§ **Work order**:
Which lines in the material below contain the word "btwn"? Copy each of them.

§ **Data records**:
PR #1912, opened 2023-04-30
(ym) catalog hovers

YeMyr:
- [DEMO LINK](https://yemyr.github.io/layout_catalog_hovers/)

### DIFF
--- a/src/styles/blocks/catalog.scss
+++ b/src/styles/blocks/catalog.scss
@@ -18,8 +18,8 @@
     border-radius: 5px;
     margin-bottom: 48px;
 
-    transition: color $trans-duration $smooth,
-      transform $trans-duration $smooth;
+    transition: color $transition-duration $transition-timing-function,
+      transform $transition-duration $transition-timing-function;
 
     &:not(:nth-child(4n)) {
       margin-right: $space-btwn-cards;
--- a/src/styles/blocks/catalog.scss
+++ b/src/styles/blocks/catalog.scss
@@ -2,9 +2,9 @@
   display: flex;
   flex-wrap: wrap;
 
-  max-width: 944px;
+  max-width: $catalog-width;
   margin: 0 auto;
-  padding: 50px 0;
+  padding: $catalog-padding-y 0;
 
   &__card {
     display: flex;
@@ -12,14 +12,22 @@
     align-items: center;
     box-sizing: border-box;
 
-    width: 200px;
+    width: $card-width;
     height: 300px;
     border: 1px solid #ccc;
     border-radius: 5px;
     margin-bottom: 48px;
 
+    transition-duration: $trans-dur;
+    transition-timing-function: $smooth;
+
     &:not(:nth-child(4n)) {
-      margin-right: 48px;
+      margin-right: $card-space;
+    }
+
+    &:hover {
+      transform: scale(1.2);
+      color: #34568b;
     }
   }
 }
--- a/src/styles/blocks/catalog.scss
+++ b/src/styles/blocks/catalog.scss
@@ -18,11 +18,11 @@
     border-radius: 5px;
     margin-bottom: 48px;
 
-    transition-duration: $trans-dur;
-    transition-timing-function: $smooth;
+    transition: color $trans-duration $smooth,
+      transform $trans-duration $smooth;
 
     &:not(:nth-child(4n)) {
-      margin-right: $card-space;
+      margin-right: $space-btwn-cards;
     }
 
     &:hover {
--- a/src/styles/blocks/header.scss
+++ b/src/styles/blocks/header.scss
@@ -23,7 +23,7 @@
 
   &__item {
     position: relative;
-    color: #060b35;
+    color: $color-main-accent;
     list-style: none;
     line-height: 60px;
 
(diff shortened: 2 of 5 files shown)


src/styles/blocks/catalog.scss
```diff
@@ -2,24 +2,32 @@
...
 
-    width: 200px;
+    width: $card-width;
     height: 300px;
     border: 1px solid #ccc;
     border-radius: 5px;
     margin-bottom: 48px;
 
+    transition-duration: $trans-dur;
+    transition-timing-function: $smooth;
```
ghost: in general, it is good to use the properties individually, but you can also write in shortened form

§ **Answer for the task**:
       margin-right: $space-btwn-cards;
+      margin-right: $space-btwn-cards;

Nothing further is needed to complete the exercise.